You may think that learning research is pie-in-the-sky stuff that’s meant only for people who enjoy big words and obscure concepts. Or you may only be interested in research when you’re trying to convince your boss that your group needs to do something differently or to sign off on buying something she’s not so keen on.
It’s all about you
Actually, you should be interested in research for a lot of reasons, but the main reason is to improve your own practice. But to use it to improve your practice, you need to understand it. And over the next few months, I hope to help you do just that.
A few months ago I added the role of research director at The eLearning Guild to my plate. “Wait,” I hear you thinking. “Aren’t you an instructional designer?” Yep. And as an instructional designer I’m extremely concerned (as we all should be) with making what I do better. And research is one of the best ways to do that.
Research, you see, doesn’t have to be only pie-in-the-sky stuff that’s meant for people who enjoy big words and obscure concepts. In fact, when it’s aimed at folks in the trenches like you and me, it shouldn’t have big words or obscure concepts. It’s something that encompasses numerous special and everyday activities that have numerous implications for making us better at what we do. (I’ll be discussing exactly what this means for The eLearning Guild and for you next month and I think you’ll be excited to hear about what’s coming – I sure am!)
The goal: improving practice
How can research improve practice? Well, that’s easy. Let’s say a speaker at a conference session tells you, “Research shows that that there are good reasons why the narrator shouldn’t read the words that appear onscreen in an asynchronous (self-paced) eLearning course.” Now suppose this is something that is of interest to you because it’s not how your group does things. In fact, in your asynchronous eLearning, your narrators do read the words on the screen word for word. The speaker’s next slide is Figure 1.
Figure 1: Redundancy principle slide
You’re listening closely because you want to know more. She explains Mayer’s research, which found that explaining graphics with audio and redundant text may interfere with learning. (Ruth Clark explains Mayer’s Redundancy Principle among his other multimedia-research-based principles in a Learning Solutions article.)
Sadly, most learning professionals don’t really question when writers or speakers say, “Research shows…,” but they should, because not all research is as good as Mayer’s. And some research may be good but not applicable to your situation. So, as Sy Sims of the former SYMS clothing stores used to say, “An educated consumer is our best customer.”
Take, for example, the presented–as-eLearning-research shown in Figure 2.

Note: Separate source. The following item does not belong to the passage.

Issue #151, opened 2022-09-12
Implement multiclass classification metrics


montanalow:
The classification metrics don't currently support multiple classes. Other libraries use various techniques to generate the standard metrics like accuracy/precision/f1 etc by using averages across classes etc. e.g. from the [scikit precision metric](https://scikit-learn.org/stable/modules/generated/sklearn.metrics.precision_score.html#sklearn.metrics.precision_score)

Figure 2. eLearning research example
There are numerous problems with the presentation of supposed research in Figure 2 (these same problems appear in numerous other places as well). Although the writer cites studies, there is no bibliography at the end of the discussion so that you can easily find the actual studies cited—the author could have easily made up the studies. It makes no attempt at balance and/or to discuss the offsetting costs that occur with eLearning such as LMS, design and development, etc., so the discussion is biased. And the discussion is extremely superficial. No attempt is made to discuss studies that show when it might be worthwhile to spend money on travel costs.

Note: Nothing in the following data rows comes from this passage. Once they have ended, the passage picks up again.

Issue #153, opened 2022-09-14
Hyperparam tuning


montanalow:
It would be nice to have support for [hyperparam search](https://scikit-learn.org/stable/modules/generated/sklearn.model_selection.GridSearchCV.html#sklearn.model_selection.GridSearchCV) functionality. In addition to [KFold](https://docs.rs/smartcore/latest/smartcore/model_selection/index.html) cross validation. I'm planning to start work on a draft unless this is already underway.

PR #154, opened 2022-09-15
grid search

montanalow:
Implements a basic grid search for #153. This approach will requires that we implement Iterator SearchParameter structs for all estimators that have Parameters<T> that can be searched.

### DIFF
--- a/src/model_selection/hyper_tuning.rs
+++ b/src/model_selection/hyper_tuning.rs
@@ -1,0 +1,117 @@
+/// grid search results.
+#[derive(Clone, Debug)]
+pub struct GridSearchResult<T: RealNumber, I: Clone> {
+    /// Vector with test scores on each cv split
+    pub cross_validation_result: CrossValidationResult<T>,
+    /// Vector with training scores on each cv split
+    pub parameters: I,
+}
+
+/// Search for the best estimator by testing all possible combinations with cross-validation using given metric.
+/// * `fit_estimator` - a `fit` function of an estimator
+/// * `x` - features, matrix of size _NxM_ where _N_ is number of samples and _M_ is number of attributes.
+/// * `y` - target values, should be of size _N_
+/// * `parameter_search` - an iterator for parameters that will be tested.
+/// * `cv` - the cross-validation splitting strategy, should be an instance of [`BaseKFold`](./trait.BaseKFold.html)
+/// * `score` - a metric to use for evaluation, see [metrics](../metrics/index.html)
+pub fn grid_search<T, M, I, E, K, F, S>(
+    fit_estimator: F,
+    x: &M,
+    y: &M::RowVector,
+    parameter_search: I,
+    cv: K,
+    score: S,
+) -> Result<GridSearchResult<T, I::Item>, Failed>
+where
+    T: RealNumber,
+    M: Matrix<T>,
+    I: Iterator,
+    I::Item: Clone,
+    E: Predictor<M, M::RowVector>,
+    K: BaseKFold,
+    F: Fn(&M, &M::RowVector, I::Item) -> Result<E, Failed>,
+    S: Fn(&M::RowVector, &M::RowVector) -> T,
+{
+    let mut best_result: Option<CrossValidationResult<T>> = None;
+    let mut best_parameters = None;
+
+    for parameters in parameter_search {
+        let result = cross_validate(&fit_estimator, x, y, &parameters, &cv, &score)?;
+        if best_result.is_none()
+            || result.mean_test_score() > best_result.as_ref().unwrap().mean_test_score()
+        {
+            best_parameters = Some(parameters);
+            best_result = Some(result);
+        }
+    }
+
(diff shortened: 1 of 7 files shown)


Mec-iS:
This looks great!

* maybe it would be better to not use `mod.rs` but a dedicated `hyper_tuning.rs` module
* In general would be better to have more accurate assertions in the tests as far as possible, like asserting on values or arrays `assert_eq(result, expected)`. Also reusing [existing tests](https://scikit-learn.org/stable/auto_examples/model_selection/plot_grid_search_digits.html#tuning-hyper-parameters) to get expected values. 

If you have any idea about how to extend this (multiple metrics evaluation, randomized search), please open issues

montanalow:
I think it will be a similar sized effort (slightly larger) to implement randomized search with similar functionality to scikit, e.g. sampling from distributions. There might be an intermediate implementation if we only added a sampling Iterator that operates on the same parameter vectors, but instead of exhaustively enumerating every possible combination, it just samples from the grid. I don't think that interface would be as nice though, since it would put more work on the caller to pre-generate their arrays, although that is one of the options for scikits random search.

Mec-iS:
wow that's a lot of stuff! great work 👍🏼 

Let's try to merge this then we move on to what is next.

src/svm/svc.rs
```diff
@@ -102,6 +102,109 @@ pub struct SVCParameters<T: RealNumber, M: Matrix<T>, K: Kernel<T, M::RowVector>
...
+#[derive(Debug, Clone)]
+pub struct SVCSearchParameters<T: RealNumber, M: Matrix<T>, K: Kernel<T, M::RowVector>> {
+    /// Number of epochs.
+    pub epoch: Vec<usize>,
+    /// Regularization parameter.
+    pub c: Vec<T>,
+    /// Tolerance for stopping epoch.
+    pub tol: Vec<T>,
+    /// The kernel function.
+    pub kernel: Vec<K>,
```
montanalow, line 116: This won't work, since we may want to compare multi different types of kernels, and Vec must contain only a single type. SVM Kernel is the only example of this issue among the existing parameters. 

The options to fix don't appear straightforward to me. I haven't had success boxing the kernels, since they are templated themselves, and can't be `dyn`. I started looking at a potential `enum` based solution where we could store equal sized enum values that represent the kernels in a vec, but haven't gotten it working yet. 

I'm adding a test case to illustrate the issue.

levkk:
```rust
enum Kernels<T> {
  Linear,
  Polynomial(T, T, T),
}

fn main() {
  let v = vec![Kernels::<f32>::Linear, Kernels::<f32>::Polynomial(32.0, 1.0, 5.0)];
}
```

montanalow: I've started outlining a solution with the commit below that moves from the current `Kernel` implementations to an Enum version, but I believe this would be a breaking change.

src/model_selection/hyper_tuning.rs
```diff
@@ -0,0 +1,155 @@
...
+}
+
+/// Search for the best estimator by testing all possible combinations with cross-validation using given metric.
+/// * `fit_estimator` - a `fit` function of an estimator
+/// * `x` - features, matrix of size _NxM_ where _N_ is number of samples and _M_ is number of attributes.
+/// * `y` - target values, should be of size _N_
+/// * `parameter_search` - an iterator for parameters that will be tested.
+/// * `cv` - the cross-validation splitting strategy, should be an instance of [`BaseKFold`](./trait.BaseKFold.html)
+/// * `score` - a metric to use for evaluation, see [metrics](../metrics/index.html)
+pub fn grid_search<T, M, I, E, K, F, S>(
```
montanalow, line 23: There is a test case for this function, does this lint ignore tests?

montanalow (commented):
The test failure appears to be unrelated to the refactor at a surface level, but due to the new test case exercising SVC in more depth. I could use some help understanding the issue further since I'm less familiar with how SVC is actually implemented.

Mec-iS:
I think we grew this PR too much. We should rollback this one to [ebeb987](https://github.com/smartcorelib/smartcore/pull/154/commits/ebeb987e4852ca7279f989cf0e73804dda739ad5), merge those changes and open new PRs for the rest; otherwise everything can become hard to manage.

src/model_selection/hyper_tuning.rs
Mec-iS: change `svr.rs` line 717 to `let deserialized_svr: SVR<f64, DenseMatrix<f64>> = ...` and coverage will pass. No need to declare the last type.

montanalow:
As long as you are OK with merging while there are issues, breaking this up into smaller PRs works for me. Even though it's not complete, I think this is a good step forward.

Mec-iS:
I think it would be viable to add the tests that are failing and flag them with `#[ignore]` (so the checks pass but we keep track about what is failing).

Mec-iS (approved):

In order to determine whether research is valuable to you, there are numerous things you need to take into account, such as the number of respondents, how the research was conducted, and the types of participants that were involved. In addition to bringing you the types of research you need to make decisions and improve your practice, I’ll be helping you figure out how to read research and determine if it is valuable for your purposes.
What is Research?
When you think about research, most people think of scientific research involving double-blind studies and the like. But research takes many forms, including numerous activities that include discovery, interviews, surveys, collecting useful information, and so on. What do all forms of research have in common? All seek to bring about collecting data and turning that into knowledge for the good of the community. And the Guild’s community is you!